● **EXERCISE DETAILS**
Each line of the listing that contains the word "with" is to be copied.

● **INFORMATION GIVEN**
PR #984, opened 2021-09-30
Implement FPS-based Voila server

### LINKED ISSUE #977: Implement a `fps` plugin for Voila
### Problem

In the [Jupyter Server Meeting yesterday](https://github.com/jupyter-server/team-compass/issues/4#issuecomment-925941938), we discussed the use case of having a `fps` plugin for Voila. This would be a good example for having a tihrd-party plugin living in a different repo.

`fps` and `jupyverse` are still experimental projects, but since `jupyverse` relies on [`entry_points`](https://github.com/jupyter-server/jupyverse/blob/f36b9b1f1a4178202402508221925959a2d48b18/plugins/jupyterlab/setup.py#L14-L17) to load the plugins, we could imagine having the `fps-voila` plugin as part of the `voila` package already.

This could be shipped as an early preview and released as part of the `0.3.x` series.

It would also help refactor the voila logic so it can be used with both `jupyter_server` extensions and `jupverse` plugins.

### Proposed Solution

We add a `fps-voila` plugin some time in the `0.3.0` release (additive change).

### Additional context

- https://github.com/jupyter-server/team-compass/issues/11
- https://github.com/jupyter-server/fps
- https://github.com/jupyter-server/jupyverse

davidbrochart:
## References

Closes #977

## Code changes

- Add a Voila `fps` flag, allowing to use FPS instead of Tornado.
- Have `VoilaHandler` depend on a server-agnostic `_VoilaHandler` class, so that the FPS server can reuse most of the handler logic.
- Create a `fps-voila` FPS plugin, which implements a `FPSVoilaHandler` based on `_VoilaHandler`.

## User-facing changes

By default, Voila is backed by `jupyter-server` (no change). To use FPS, launch Voila with the `--fps` flag.

## Limitations

This is still a POC, which allows to serve a notebook with widgets, but:
- no progressive HTML rendering,
- no tree view,
- and probably more broken functionalities!


trungleduc:
@davidbrochart  https://github.com/voila-dashboards/voila/pull/936 is merged, [`NotebookRenderer`](https://github.com/voila-dashboards/voila/blob/5b10cf6e8ecdf854b5fd6db92e26b944110f1840/voila/notebook_renderer.py#L30) is now available.

davidbrochart:
Thanks, I will look at it.

davidbrochart:
I just rebased, now that #936 is merged.

trungleduc:
Thank @davidbrochart for your work on this, this is looking very nice!

trungleduc:
One question about testing, can we make all tests run on both `jupyter-server` and `fps` ?

voila/handler.py
```diff
@@ -24,29 +25,20 @@
...
 
-class VoilaHandler(JupyterHandler):
-    def initialize(self, **kwargs):
-        self.notebook_path = kwargs.pop('notebook_path', [])  # should it be []
-        self.template_paths = kwargs.pop('template_paths', [])
-        self.traitlet_config = kwargs.pop('config', None)
-        self.voila_configuration = kwargs['voila_configuration']
-        # we want to avoid starting multiple kernels due to template mistakes
-        self.kernel_started = False
+async def _get(self, path=None):
```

● **SOLUTION TO THIS PROBLEM**
It would also help refactor the voila logic so it can be used with both `jupyter_server` extensions and `jupverse` plugins.
By default, Voila is backed by `jupyter-server` (no change). To use FPS, launch Voila with the `--fps` flag.
This is still a POC, which allows to serve a notebook with widgets, but:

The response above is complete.